For the kinetics analysis, we first diluted the BiP and DnaK protein to 20 μM with buffer D or E either with AMP or ADP or ATP or no nucleotide. Following an incubation for 2 min to allow nucleotide binding, the F‐NR peptide (final concentration of 20 nM) was quickly added to start binding, and fluorescence polarization measurements were recorded every 30 or 10 s to track binding. All the binding assays were repeated at least three times with more than two different protein preparations.
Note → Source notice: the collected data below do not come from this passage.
PR #1570, opened 2018-05-02
[4.0] upgrade: Make sure crowbarctl is installed with correct setup

jsuchome:
crowbarctl is required by crowbar-join in SOC7, but proper configuration
was not created when upgrading from SOC6.
So let's do an explicit installation and configuration during the
upgrade.


jsuchome:
This actually seems to work.

PR #1571, opened 2018-05-04
control_lib: fix host allocation check

seife:
Before the "provisioner: replace curl calls to crowbar API with
crowbarctl" commit, __post_state did an implicit (at least partial)
get_state, updating ADMIN_ADDRESS. Without this, ADMIN_ADDRESS is
unset after allocation, causing the "PXE file contains .*install"
check to fail and the code having to time out after 300 seconds for
the host to be rebooted into installation.
Just add that __get_state in __post_state to fix this, also for other
unidentified cases where this implicit behaviour is expected.


AbelNavarro:
[Fix host allocation check in provisioner for faster host allocation / installation](https://trello.com/c/62b5QWFH/281-fix-host-allocation-check-in-provisioner-for-faster-host-allocation-installation)

PR #1573, opened 2018-05-09
upgrade: Do not upgrade compute-related packages to Pike

jsuchome:
It does not seem to be necessary to upgrade openstack packages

4.5. Tryptophan fluorescence assay for conformational changes in DnaK

The assay was performed as described previously with some modifications. ³⁸ , ⁷⁶ Briefly, purified DnaK protein was diluted in buffer D or E to a final concentration of 1 μM. ATP, ADP, or AMP was added. The final concentration of ATP was 2 mM. To prevent any significant contamination of ATP, ADP, and AMP were included at the final concentration of 50 μM. After incubating for 2 min at room temperature, fluorescence spectra were collected from 310 to 400 nm with excitation at 295 nm. All the spectra were collected on a PC1 Photon Counting Spectrofluorimeter from ISS Inc (Champaign, IL).

CONFLICT OF INTEREST

The authors declare no potential conflicts of interest.

AUTHOR CONTRIBUTIONS

Hongtao Li: Data curation (equal); formal analysis (lead); investigation (lead); methodology (lead); validation (equal); writing – review and editing (equal). Faik N. Musayev: Data curation (equal); formal analysis (equal); investigation (equal); validation (equal); writing – review and editing (equal). Jiao Yang: Data curation (equal); formal analysis (equal); investigation (equal); writing – review and editing (supporting). Jiayue Su: Data curation (supporting); investigation (supporting); writing – review and editing (supporting). Qingdai Liu: Data curation (supporting); investigation (supporting); writing – review and editing (supporting). Wei Wang: Investigation (supporting); writing – review and editing (supporting). Xianjun Fang: Data curation (supporting); investigation (supporting); writing – review and editing (supporting). Lei Zhou: Data curation (equal); formal analysis (equal); funding acquisition (equal); supervision (equal); writing – review and editing (equal). Qinglian Liu: Conceptualization (lead); data curation (lead); formal analysis (lead); funding acquisition (lead); project administration (lead); supervision (lead); methodology (lead); writing – original draft (lead); writing – review & editing (lead).

Supporting information

Appendix S1: Supporting Information

Li H, Musayev FN, Yang J, Su J, Liu Q, Wang W, et al. A novel and unique ATP hydrolysis to AMP by a human Hsp70 Binding immunoglobin protein (BiP). Protein Science. 2022;31:797–810. 10.1002/pro.4267

DATA AVAILABILITY STATEMENT

Atomic coordinates and structure factors have been deposited in the RSCB Protein Data Bank under the accession number 7N1R. The data that support the findings of this study are available from the corresponding author upon request.